While many studies have focused on detecting ASD, most rely on time-consuming interviews and questionnaires, emphasizing the need for early diagnosis [9]. However, recent advancements in artificial intelligence (AI) offer promising solutions in the healthcare field [10, 11]. AI models have been successfully applied to detect and diagnose various types of cancer, such as prostate, breast, and cervical cancer [12,13,14]. In the context of ASD, previous research has primarily utilized machine learning techniques and datasets consisting of images [15, 16], or focused on specific techniques like eye-tracking [17]. However, recent studies have explored the use of AI and machine learning to analyze textual data from social media platforms, particularly Twitter, to identify ASD-related behaviors and patterns [18]. By examining the content and structure of tweets, AI algorithms can provide valuable insights for early diagnosis and intervention, offering new opportunities for accurate and timely ASD diagnosis [19, 20].

Given the significance of social networks and AI in early ASD diagnosis, there is a research gap in utilizing information from Twitter users’ biographies to develop models that aid in this endeavor [21]. Individuals within the ASD spectrum often disclose their condition in their biographies using hashtags, plain text, emojis, or emoticons, enabling more precise identification of individuals with different ASD subtypes.
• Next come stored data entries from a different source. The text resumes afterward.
PR #71, opened 2017-03-15
Use https for openSUSE repo urls

AsciiWolf:


AsciiWolf:
@lucaswerkmeister To be honest, I don't know. The HTTPS repos seem to work now, but you are right it could be a problem in the future.

keszybz:
With Let's Encrypt, it's hard not to be able to afford a certificate.

lucaswerkmeister:
Sure, but currently they’re on DigiCert, which afaik is not free.

keszybz:
Right, but you can switch at any time. And in this day and age, HTTPS is the norm. I'm pretty sure we should change all http to https wherever supported. And where unsupported, we should ask for it to be supported.

PR #80, opened 2017-05-09
use correct name for initramfs (not initrd)

cmtm:


poettering:
uh oh. "initramfs" isn't any better. After all this is implemented as "tmpfs" file system these days, not as "ramfs". 

We discussed this amongsome people a while back and came to the conclusion that inittmpfs would be worse than either initrd and initramfs, even though the latter two are slightly misleading. We hence agreed to simply stick to the original name, which is "initrd", and be done with it.

I hope that makes sense!

PR #85, opened 2017-05-18
support for incremental image building

poettering:
Let's speed up building images, for usage in source trees such as systemd's, by caching the image version right before copying in the project source or build tree.


mkosi
```diff
@@ -1642,7 +1770,7 @@ def parse_args():
     group = parser.add_argument_group("Output")
     group.add_argument('-t', "--format", dest='output_format', choices=OutputFormat.__members__, help='Output Format')
     group.add_argument('-o', "--output", help='Output image path', metavar='PATH')
-    group.add_argument('-f', "--force", action='store_true', help='Remove existing image file before operation')
+    group.add_argument('-f', "--force", action=ForceAction, nargs=0, default=False, help='Remove existing image file before operation')
```
keszybz: Wouldn't it be possible to use `action='count'` instead?

.gitignore
```diff
@@ -1,15 +1,18 @@
+*.cache1
+*.cache2
```
keszybz: What about somewhat more descriptive names? `.cache-pre-dev`, `.cache-pre-inst`? I think this would be more feature-proof, in case different stages are added.

I don't grok the meaning of `-f`. I'd expect that `-i` means that the cached images will be used. Why do you need to specify `-f` in addition? Also, `-ff` negates `-f`, which is counter-intuitive.

Looking at the bigger picture, it seems that the incremental builds should become the default (just because they're much more pleasant). We have the following (orthogonal) choices: 1. use cached images if available or force regeneration, 2. leave cached images around for the next run or not, 3. remove cached images or let them be. I think `--incremental` shoudl control option 1., not sure about the rest. But `--force` seems to be a bad fit for controlling 2. and 3.

mkosi
```diff
@@ -550,13 +607,20 @@ def prepare_tree(args, workspace, run_build_script):
             pass
 
     if args.output_format in (OutputFormat.subvolume, OutputFormat.raw_btrfs):
+
+        if cached and args.outputformat is Outputformat.raw_btrfs:
```
keszybz: typo

mkosi
poettering: ah, i wasn't aware that existed. Will fix

.gitignore
poettering: currently, running "mkosi" without "-f" (nor "-i") means: build if output.raw doesn't exist yet, error out if "output.raw" already exists. running "mkosi" with "-f" (but without "-i") means: build output.raw, possibly removing it first if it already exists.

Now, the new "-i" doesn't change that behaviour: whether -f is specified once or no times just has the effect whether output.raw is removed first or not. However if you now specify it twice then we'll not only remove output.raw but also output.raw.cache1 and output.raw.cache2.

Summary:

 1. mkosi -i → neither delete/replace output.raw nor output.raw.cache[12], use the latter if they exist
 2. mkosi -if → delete/replace output.raw, but not output.raw.cache[12], use the latter if they exist
 3. mkosi -iff → delete/replace output.raw and output.raw.cache[12], don't use the latter

Does that make sense?

poettering:
> Looking at the bigger picture, it seems that the incremental builds should become the default (just because they're much more pleasant).

I am not sure about that. Yes, "-i" is useful for developer style usage (i.e. me, the systemd hacker, wanting to try out his new code change), but for all other uses it's not the top choice. A CI system, an embedded developer, and so on should not use it. Moreover it has some weird semantics regarding reproducability: if you use it the distro version becomes "frozen in time" until you remove the cache files... It's not an option without side effect hence, and I am not sure that's a good thing... Moreover the way it is implemented right now we won't automatically detect whether mkosi.defaults (or any other of the mkosi.xyz files) has changed, and hence using the incremental mode means you really need to know how to use it and when to rebuild in full.

> We have the following (orthogonal) choices: 1. use cached images if available or force regeneration, 2. leave cached images around for the next run or not, 3. remove cached images or let them be. I think --incremental shoudl control option 1., not sure about the rest. But --force seems to be a bad fit for controlling 2. and 3.

`--incremental` currently doesn't control 1. actually (or not alone) the way I implemented it right now. Instead:

`--incremental` controls whether to use/generate cache files at all. If not specified we get the exact same behaviour as we always did. --force then controls how much we "destroy" while building: nothing, the final output, or the final output and the cache files at the same time. Now, some artificial possibilities are not covered by this: i.e. the option of using but not generating cache files, or the option of removing cache files but not the output files. But I think that's fine, as I couldn't find any realistic usecase where you'd want that...

does that make sense?

poettering:
I force pushed a new version now. I left the "-i" and "-f" behaviour in place but fixed all other things. Please have a look

poettering:
will force push a new version shortly with your coding style suggestions fixed

poettering:
done, please have a look!

Issue #79, opened 2017-04-26
mkosi fails on Python 3.4


eliasp:
`mkosi` can't be executed on Python 3.4-based distributions (e.g. current Debian stable 8.7 which only ships 3.4.2) due to various Python 3.5 specific items:

- [Line 636](https://github.com/systemd/mkosi/blob/0910ed5dbc3b089703b4a888d58ab96c4bace5f7/mkosi#636):
    **Code:**
    ```
    cmdline += ['--', *cmd]
    ```
    **Error**: SyntaxError: can use starred expression only as assignment target
- [Line 724](https://github.com/systemd/mkosi/blob/0910ed5dbc3b089703b4a888d58ab96c4bace5f7/mkosi#L724)
    **Code:**
    ```
    "--disablerepo=*",
    *repos,
    "--setopt=keepcache=1",
    ```
    **Error**: SyntaxError: can use starred expression only as assignment target
- [Line 125](https://github.com/systemd/mkosi/blob/0910ed5dbc3b089703b4a888d58ab96c4bace5f7/mkosi#L125)
    **Code:**
    ```
    subprocess.run(["mount", "--make-rslave", "/"], check=True)
    ```
    **Error**: AttributeError: 'module' object has no attribute 'run'
    **Note**: The `run()` method in `subprocess` was introduced in Python 3.5

Either `setup.py` needs to be adjusted to check for Python >= 3.5 (leaving Distributions without Python 3.5 unsupported) or the offending items need to be changed to also work with Python < 3.5.

keszybz:
The first two are rather trivial, and we could replace `run` with `check_call`. So it's probably worth the trouble to support Debian.

eliasp:
…on the other hand: Debian 8.x still has only systemd-215 - is this sufficient at all for what `mkosi` does using `systemd-nspawn`?

fsateler:
Moreover, debian stretch is coming out ["really soon now"](https://lists.debian.org/debian-devel-announce/2017/04/msg00013.html):

> At the time of writing, 143 RC bugs affected stretch. Just one of them is marked as a blocker and unfixed in sid

 I'd just make 3.5 required.

lucaswerkmeister:
Well, we’ve also wanted to release mkosi v2 for a while now (#68), so perhaps we could at least make this release Python 3.4-compatible.

keszybz:
[...]

PR #86, opened 2017-05-18
require python 3.5 as minimum version

poettering:
Fixes: #79

### DIFF
--- a/mkosi
+++ b/mkosi
@@ -22,6 +22,9 @@ from enum import Enum
 
 __version__ = '1'
 
+if sys.version_info < (3, 5):
+    sys.exit("Sorry, we need at least Python 3.5.")
+
 # TODO
 # - volatile images
 # - make debian/ubuntu images bootable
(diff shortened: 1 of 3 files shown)


mkosi
```diff
@@ -22,6 +22,9 @@ from enum import Enum
 
 __version__ = '1'
 
+if sys.version_info[1] < 5:
```
keszybz: That's unpythonic, e.g. python 2.7 passes that test. (And a hypothetical python 4.0 would also fail the test...). I'd prefer a check like:
```python
if sys.version_info < (3, 5):
```

poettering: well, we specify "python3" in the shebang header, hence the major is already checked, i only checked the minor...

I am not sure I fully grok tuple comparisons in python3, for example, is (3, 5, 0) < (3, 5) or is (3, 5) < (3, 5, 0)? I am not keen on using expressions whose full effect I really don't grok...

keszybz: They are sorted in "dictionary" order, i.e. pairs of elements in the same position are compared, and if they are all equal, the longer sequence is later. This comparison is a standard Python idiom, in particular used quite often for versions ;)

poettering:
posted a new version now. Please have a look

PR #94, opened 2017-06-22
Optionally ignore all untracked files in git ls-files

keszybz:
It is very easy for a large file to end up in the built image. Either
the package cache, or some other already built image, or the new
*.cache-* files are large enough to overflow the available space in
the destination image.

Current approach of blacklisting certain files with --exclude just
doesn't work: it depends on file naming in the project being built.
For example we had '--exclude=/.mkosi*', which in systemd excludes the
various mkosi configuration files which should be distributed. On the
other hand, writing an exclude filter for all possible image and cache
names is infeasible.

If somebody is adding new files to the project being built, they can
always use 'git add -N' to include them in the mkosi image without
adding them to the staging area.

This is the missing piece I need to get #85 to work without jumping through hoops.

### DIFF
--- a/mkosi
+++ b/mkosi
@@ -1145,9 +1145,11 @@ def install_extra_trees(args, workspace):
         for d in args.extra_trees:
             enumerate_and_copy(d, os.path.join(workspace, "root"))
 
-def copy_git_files(src, dest):
-    c = subprocess.run(['git', 'ls-files', '-z', '--others', '--cached',
-                        '--exclude-standard', '--exclude', '/.mkosi-*'],
+def copy_git_files(src, dest, *, git_files):
+    what_files = ['--exclude-standard', '--cached']
+    if git_files == 'others':
+        what_files += ['--others']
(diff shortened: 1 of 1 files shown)


poettering:
Hmm, any chance we can make this an option rather than the default? I regularly put test files in my devel tree and want them to show up in the mkosi image so that I can test them

keszybz:
And what about `git add -N`, wouldn't that work for you?

poettering:
> And what about git add -N, wouldn't that work for you?

Well, sure, but I think we should add everything by default, already to keep the behaviour between git and non-git source dirs minimal... I mean, the fact mkosi can take benefit of git magic doesn't mean it should totally change its default semantics, if you follow what I mean?

mkosi is after all also intended to be used without any source tree at all, just by invoking it on some mkosi.default file...

keszybz:
Hm, I never used `mkosi` outside of a repo, so I'm biased.

Anyway, updated to make it optional.

PR #98, opened 2017-06-28
don't patch nsswitch if resolve is already present

### LINKED ISSUE #97: don't patch nsswitch on Arch guest
Arch already comes with nss_resolve enabled
https://git.archlinux.org/svntogit/packages.git/tree/trunk/nsswitch.conf?h=packages/filesystem

the patching in 
https://github.com/systemd/mkosi/blob/master/mkosi#L678
results in `hosts: files mymachines resolve [!UNAVAIL=return] resolve myhostname`

Ideally it should not patch nsswitch if resolve is already enabled.

gdamjan:
the default nsswitch in ArchLinux (and probably other distros in future)
already has:

`hosts: files mymachines resolve [!UNAVAIL=return] dns myhostname`

so don't rewrite `dns` with `resolve` as it then becomes:

`hosts: files mymachines resolve [!UNAVAIL=return] resolve myhostname`

fixes #97

### DIFF
--- a/mkosi
+++ b/mkosi
@@ -666,6 +666,13 @@ def patch_file(filepath, line_rewriter):
     os.remove(filepath)
     shutil.move(temp_new_filepath, filepath)
 
+def fix_hosts_line_in_nsswitch(line):
+    if line.startswith("hosts:"):
+        sources = line.split(" ")
+        if 'resolve' not in sources:
+            return " ".join(["resolve" if w == "dns" else w for w in sources])
+    return line
+
 def enable_networkd(workspace):
     subprocess.run(["systemctl",
                     "--root", os.path.join(workspace, "root"),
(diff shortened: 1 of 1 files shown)


mkosi
```diff
@@ -675,8 +675,14 @@ def enable_networkd(workspace):
...
     os.symlink("../usr/lib/systemd/resolv.conf", os.path.join(workspace, "root", "etc/resolv.conf"))
 
-    patch_file(os.path.join(workspace, "root", "etc/nsswitch.conf"),
-               lambda line: " ".join(["resolve" if w == "dns" else w for w in line.split(" ")]) if line.startswith("hosts:") else line)
+    def fix_hosts_in_nsswitch(line):
+        if line.startswith("hosts:"):
+            sources = line.split(" ")
+            if 'resolve' not in sources:
+                return " ".join(["resolve" if w == "dns" else w for w in sources])
+        return line
```
keszybz: There's no reason for this to be an nested function. Please move it to the top level.

If there's nothing to do, it'd be nicer to just do nothing, instead of rewriting the file with identical contents.

gdamjan: I'll move it top-level sure.

To not rewrite the file if not needed it would need two passes I guess? 
One to check if it's there, second to rewrite

gdamjan:
@keszybz to not touch the file if not needed the patch_file would have to be changed.
Open another issue for that perhaps?

keszybz:
Looking at it again, I'm not sure if the optimization is worth the trouble. Other uses of `patch_file` should always make some changes, so optimizing just for `/etc/nsswitch.conf` probably isn't important enough.

PR #100, opened 2017-06-28
Adjust note about Fedora and package manager tools

Conan-Kudo:
Since Fedora 26, all four tools are available in Fedora, as Zypper was added for Fedora 26.


lucaswerkmeister:
Merged, thanks!

PR #102, opened 2017-06-29
Fix FileNotFound error while running with -i

slaykovsky:
Hi!

I've tried to run mkosi like this:

`mkosi -d fedora -t directory -o fedora -b false -i`

And I've got a traceback instead.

Twitter, with its accessibility for extracting textual data, is the platform of choice for this study. The primary objective is to develop artificial intelligence models that can diagnose ASD by analyzing the texts posted by users who openly disclose their condition in their Twitter biographies.

Building upon our preliminary study presented at a conference, where we delved into the potential of artificial intelligence for diagnosing Autism Spectrum Disorder (ASD) [22], this manuscript introduces several substantial advancements. Our key contributions in this extended research are:

  • Additional Machine Learning Models: Beyond the models explored in our initial study, we have trained and evaluated others, notably including KNN. The rigorous process of including and evaluating these models, each with its unique characteristics and parameters, demanded significant effort for fine-tuning and optimization tailored to our dataset.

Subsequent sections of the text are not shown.